DATA FOR THIS EXERCISE Block Start
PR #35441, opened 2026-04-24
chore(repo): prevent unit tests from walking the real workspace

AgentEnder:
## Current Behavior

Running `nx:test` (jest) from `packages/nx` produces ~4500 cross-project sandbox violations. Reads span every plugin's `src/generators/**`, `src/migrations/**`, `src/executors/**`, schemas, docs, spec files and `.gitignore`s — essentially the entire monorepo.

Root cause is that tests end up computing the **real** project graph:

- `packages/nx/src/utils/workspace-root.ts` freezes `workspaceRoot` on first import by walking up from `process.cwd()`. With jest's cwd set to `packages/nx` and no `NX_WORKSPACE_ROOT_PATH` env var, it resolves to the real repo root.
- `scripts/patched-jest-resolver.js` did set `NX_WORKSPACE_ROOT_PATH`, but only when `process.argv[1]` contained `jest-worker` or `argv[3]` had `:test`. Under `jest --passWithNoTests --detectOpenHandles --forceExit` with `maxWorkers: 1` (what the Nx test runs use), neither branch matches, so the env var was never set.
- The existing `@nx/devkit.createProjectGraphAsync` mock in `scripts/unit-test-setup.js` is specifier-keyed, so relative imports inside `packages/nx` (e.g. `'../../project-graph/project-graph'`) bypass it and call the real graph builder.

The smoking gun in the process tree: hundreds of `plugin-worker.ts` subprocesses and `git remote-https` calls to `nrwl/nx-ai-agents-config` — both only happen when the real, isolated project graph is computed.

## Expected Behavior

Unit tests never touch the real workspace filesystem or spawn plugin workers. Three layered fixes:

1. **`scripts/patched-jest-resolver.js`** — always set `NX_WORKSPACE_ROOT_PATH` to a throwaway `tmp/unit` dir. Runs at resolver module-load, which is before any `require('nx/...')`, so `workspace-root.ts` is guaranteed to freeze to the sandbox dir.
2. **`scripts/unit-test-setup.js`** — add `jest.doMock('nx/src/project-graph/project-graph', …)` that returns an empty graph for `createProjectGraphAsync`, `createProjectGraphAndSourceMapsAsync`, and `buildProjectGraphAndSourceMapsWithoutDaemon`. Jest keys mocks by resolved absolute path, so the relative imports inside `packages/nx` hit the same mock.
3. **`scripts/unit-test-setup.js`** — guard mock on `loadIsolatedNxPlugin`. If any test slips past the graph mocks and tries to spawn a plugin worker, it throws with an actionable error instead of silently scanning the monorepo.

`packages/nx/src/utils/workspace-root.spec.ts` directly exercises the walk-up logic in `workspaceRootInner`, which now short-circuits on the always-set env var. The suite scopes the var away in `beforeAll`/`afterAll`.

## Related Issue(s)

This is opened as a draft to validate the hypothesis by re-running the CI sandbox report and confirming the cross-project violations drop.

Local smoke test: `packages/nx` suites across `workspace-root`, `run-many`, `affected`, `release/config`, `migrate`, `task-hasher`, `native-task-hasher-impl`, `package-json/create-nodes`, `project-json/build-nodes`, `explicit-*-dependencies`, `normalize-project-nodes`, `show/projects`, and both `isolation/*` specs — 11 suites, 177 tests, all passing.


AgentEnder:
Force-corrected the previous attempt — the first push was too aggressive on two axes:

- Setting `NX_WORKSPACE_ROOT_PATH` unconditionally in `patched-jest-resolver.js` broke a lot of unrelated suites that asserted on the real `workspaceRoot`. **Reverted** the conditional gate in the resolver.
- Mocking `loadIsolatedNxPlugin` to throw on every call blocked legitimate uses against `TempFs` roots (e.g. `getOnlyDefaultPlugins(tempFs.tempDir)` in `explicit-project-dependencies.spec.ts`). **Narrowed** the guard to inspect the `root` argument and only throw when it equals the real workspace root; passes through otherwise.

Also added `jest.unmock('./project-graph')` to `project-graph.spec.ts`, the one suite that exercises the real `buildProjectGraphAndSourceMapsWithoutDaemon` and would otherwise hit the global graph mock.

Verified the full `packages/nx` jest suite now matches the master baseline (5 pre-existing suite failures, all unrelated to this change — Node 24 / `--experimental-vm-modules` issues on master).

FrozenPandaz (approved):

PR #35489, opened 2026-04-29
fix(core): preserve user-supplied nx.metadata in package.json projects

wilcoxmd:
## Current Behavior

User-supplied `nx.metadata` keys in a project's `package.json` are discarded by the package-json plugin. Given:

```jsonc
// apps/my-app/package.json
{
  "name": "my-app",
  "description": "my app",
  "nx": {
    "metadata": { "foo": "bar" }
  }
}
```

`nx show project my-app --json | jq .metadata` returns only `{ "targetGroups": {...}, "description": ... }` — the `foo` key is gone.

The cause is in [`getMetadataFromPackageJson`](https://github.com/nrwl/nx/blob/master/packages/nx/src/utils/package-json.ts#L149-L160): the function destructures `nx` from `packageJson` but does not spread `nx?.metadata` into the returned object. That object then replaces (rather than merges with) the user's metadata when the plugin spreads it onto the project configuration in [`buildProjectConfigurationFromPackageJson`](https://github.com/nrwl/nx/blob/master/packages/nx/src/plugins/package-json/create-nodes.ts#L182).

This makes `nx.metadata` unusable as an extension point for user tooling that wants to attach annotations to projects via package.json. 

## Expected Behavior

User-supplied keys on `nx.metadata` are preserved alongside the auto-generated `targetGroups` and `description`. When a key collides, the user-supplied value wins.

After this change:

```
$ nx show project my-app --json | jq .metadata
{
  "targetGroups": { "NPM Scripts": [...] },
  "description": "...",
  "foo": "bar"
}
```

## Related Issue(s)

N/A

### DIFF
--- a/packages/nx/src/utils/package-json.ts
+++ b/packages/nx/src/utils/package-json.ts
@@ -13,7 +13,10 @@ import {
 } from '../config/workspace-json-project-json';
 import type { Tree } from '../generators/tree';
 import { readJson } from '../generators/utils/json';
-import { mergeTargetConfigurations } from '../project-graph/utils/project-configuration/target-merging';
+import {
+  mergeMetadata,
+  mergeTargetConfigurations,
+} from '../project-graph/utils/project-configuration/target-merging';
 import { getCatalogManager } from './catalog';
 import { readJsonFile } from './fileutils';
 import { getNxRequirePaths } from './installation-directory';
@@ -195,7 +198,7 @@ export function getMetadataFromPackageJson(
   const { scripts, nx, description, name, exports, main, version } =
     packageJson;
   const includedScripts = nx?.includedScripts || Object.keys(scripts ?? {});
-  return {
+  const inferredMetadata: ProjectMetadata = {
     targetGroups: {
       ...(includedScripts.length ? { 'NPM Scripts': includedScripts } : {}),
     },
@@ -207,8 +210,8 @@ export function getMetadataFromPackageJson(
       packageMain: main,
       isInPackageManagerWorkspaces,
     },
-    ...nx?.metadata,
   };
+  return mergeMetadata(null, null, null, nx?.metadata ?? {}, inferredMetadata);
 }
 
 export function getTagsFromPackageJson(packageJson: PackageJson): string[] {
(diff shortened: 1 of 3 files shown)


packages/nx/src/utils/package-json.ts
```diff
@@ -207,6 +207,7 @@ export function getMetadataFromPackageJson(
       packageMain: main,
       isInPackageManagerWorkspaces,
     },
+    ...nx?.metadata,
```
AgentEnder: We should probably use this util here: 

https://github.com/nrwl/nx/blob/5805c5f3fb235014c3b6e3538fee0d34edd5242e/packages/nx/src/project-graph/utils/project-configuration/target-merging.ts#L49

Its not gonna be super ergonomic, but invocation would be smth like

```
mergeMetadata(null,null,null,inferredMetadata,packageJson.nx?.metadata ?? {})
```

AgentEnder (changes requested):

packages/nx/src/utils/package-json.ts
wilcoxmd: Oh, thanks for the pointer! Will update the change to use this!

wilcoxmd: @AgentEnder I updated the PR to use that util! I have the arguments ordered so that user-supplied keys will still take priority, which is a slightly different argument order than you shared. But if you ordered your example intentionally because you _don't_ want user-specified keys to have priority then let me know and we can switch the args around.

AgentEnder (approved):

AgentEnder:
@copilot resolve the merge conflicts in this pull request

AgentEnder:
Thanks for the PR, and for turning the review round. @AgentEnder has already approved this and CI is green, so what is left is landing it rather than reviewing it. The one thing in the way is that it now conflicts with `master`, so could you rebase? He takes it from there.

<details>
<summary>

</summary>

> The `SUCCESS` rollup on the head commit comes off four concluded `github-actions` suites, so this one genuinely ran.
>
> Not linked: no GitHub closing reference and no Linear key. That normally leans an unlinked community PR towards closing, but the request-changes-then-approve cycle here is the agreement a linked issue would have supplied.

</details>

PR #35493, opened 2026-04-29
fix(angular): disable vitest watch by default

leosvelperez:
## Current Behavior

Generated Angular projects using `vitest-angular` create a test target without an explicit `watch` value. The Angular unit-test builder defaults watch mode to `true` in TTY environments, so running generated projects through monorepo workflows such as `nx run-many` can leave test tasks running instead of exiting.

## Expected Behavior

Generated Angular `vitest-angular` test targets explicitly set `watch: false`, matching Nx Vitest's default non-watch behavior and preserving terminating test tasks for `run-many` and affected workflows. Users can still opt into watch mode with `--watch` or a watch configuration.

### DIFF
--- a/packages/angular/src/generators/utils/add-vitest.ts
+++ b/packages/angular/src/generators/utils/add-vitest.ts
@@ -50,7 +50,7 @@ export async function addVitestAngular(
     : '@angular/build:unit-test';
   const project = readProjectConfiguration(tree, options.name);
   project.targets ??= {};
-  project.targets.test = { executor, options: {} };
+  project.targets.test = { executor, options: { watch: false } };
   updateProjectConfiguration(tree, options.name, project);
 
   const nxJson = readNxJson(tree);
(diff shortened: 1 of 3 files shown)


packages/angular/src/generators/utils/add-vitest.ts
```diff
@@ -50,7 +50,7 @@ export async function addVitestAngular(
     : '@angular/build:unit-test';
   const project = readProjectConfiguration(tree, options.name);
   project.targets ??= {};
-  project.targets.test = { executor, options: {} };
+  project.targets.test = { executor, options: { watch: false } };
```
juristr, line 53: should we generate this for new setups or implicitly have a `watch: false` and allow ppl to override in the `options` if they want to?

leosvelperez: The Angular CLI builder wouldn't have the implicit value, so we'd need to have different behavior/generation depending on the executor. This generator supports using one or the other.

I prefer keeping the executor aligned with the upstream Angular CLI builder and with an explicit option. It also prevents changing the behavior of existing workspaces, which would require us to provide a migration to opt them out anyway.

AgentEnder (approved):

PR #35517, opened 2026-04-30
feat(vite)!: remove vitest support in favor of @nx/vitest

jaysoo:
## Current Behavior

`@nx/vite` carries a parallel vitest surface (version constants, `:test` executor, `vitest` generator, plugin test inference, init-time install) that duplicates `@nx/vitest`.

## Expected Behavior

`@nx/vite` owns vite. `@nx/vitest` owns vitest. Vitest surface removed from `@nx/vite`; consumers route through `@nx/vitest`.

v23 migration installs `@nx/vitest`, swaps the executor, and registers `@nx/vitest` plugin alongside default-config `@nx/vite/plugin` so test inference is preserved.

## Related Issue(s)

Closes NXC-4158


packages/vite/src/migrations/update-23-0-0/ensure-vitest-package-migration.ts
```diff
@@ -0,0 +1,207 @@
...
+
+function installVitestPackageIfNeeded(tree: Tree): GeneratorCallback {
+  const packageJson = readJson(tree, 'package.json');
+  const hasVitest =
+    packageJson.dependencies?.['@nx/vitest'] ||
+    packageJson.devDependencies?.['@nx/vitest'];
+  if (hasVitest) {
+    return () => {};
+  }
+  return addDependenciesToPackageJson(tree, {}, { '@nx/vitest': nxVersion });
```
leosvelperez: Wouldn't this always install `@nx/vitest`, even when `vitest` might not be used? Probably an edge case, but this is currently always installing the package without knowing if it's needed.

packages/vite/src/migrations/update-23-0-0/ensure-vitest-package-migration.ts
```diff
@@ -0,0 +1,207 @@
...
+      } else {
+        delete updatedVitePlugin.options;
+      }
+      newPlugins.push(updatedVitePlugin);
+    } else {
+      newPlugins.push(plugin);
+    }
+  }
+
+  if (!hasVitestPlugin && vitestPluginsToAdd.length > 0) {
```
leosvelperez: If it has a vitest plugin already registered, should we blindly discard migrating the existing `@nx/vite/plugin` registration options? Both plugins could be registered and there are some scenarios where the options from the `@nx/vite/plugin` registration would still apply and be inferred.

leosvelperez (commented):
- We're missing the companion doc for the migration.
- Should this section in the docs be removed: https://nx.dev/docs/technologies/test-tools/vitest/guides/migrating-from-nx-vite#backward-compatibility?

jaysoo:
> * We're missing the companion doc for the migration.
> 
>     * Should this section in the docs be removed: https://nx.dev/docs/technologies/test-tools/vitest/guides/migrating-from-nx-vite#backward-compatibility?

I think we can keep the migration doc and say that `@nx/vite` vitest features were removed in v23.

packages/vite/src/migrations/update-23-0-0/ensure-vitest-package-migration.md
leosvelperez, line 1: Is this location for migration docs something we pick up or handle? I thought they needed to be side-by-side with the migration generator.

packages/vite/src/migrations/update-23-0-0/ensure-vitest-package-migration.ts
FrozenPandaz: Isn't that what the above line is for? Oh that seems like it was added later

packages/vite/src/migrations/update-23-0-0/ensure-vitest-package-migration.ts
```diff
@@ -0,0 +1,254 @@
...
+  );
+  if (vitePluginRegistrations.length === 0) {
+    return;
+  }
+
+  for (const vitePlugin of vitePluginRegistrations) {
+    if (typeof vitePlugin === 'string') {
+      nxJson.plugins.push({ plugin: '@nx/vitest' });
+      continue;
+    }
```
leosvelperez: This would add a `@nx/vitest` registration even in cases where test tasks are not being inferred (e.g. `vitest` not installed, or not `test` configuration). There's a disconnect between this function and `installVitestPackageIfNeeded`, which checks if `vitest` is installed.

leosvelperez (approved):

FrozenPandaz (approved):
DATA FOR THIS EXERCISE Block End
- **THE TASK**: Filter the records down to the lines containing the word "getMetadataFromPackageJson", and copy those.

- **WRITTEN RESPONSE**:
The cause is in [`getMetadataFromPackageJson`](https://github.com/nrwl/nx/blob/master/packages/nx/src/utils/package-json.ts#L149-L160): the function destructures `nx` from `packageJson` but does not spread `nx?.metadata` into the returned object. That object then replaces (rather than merges with) the user's metadata when the plugin spreads it onto the project configuration in [`buildProjectConfigurationFromPackageJson`](https://github.com/nrwl/nx/blob/master/packages/nx/src/plugins/package-json/create-nodes.ts#L182).
@@ -195,7 +198,7 @@ export function getMetadataFromPackageJson(
@@ -207,8 +210,8 @@ export function getMetadataFromPackageJson(
@@ -207,6 +207,7 @@ export function getMetadataFromPackageJson(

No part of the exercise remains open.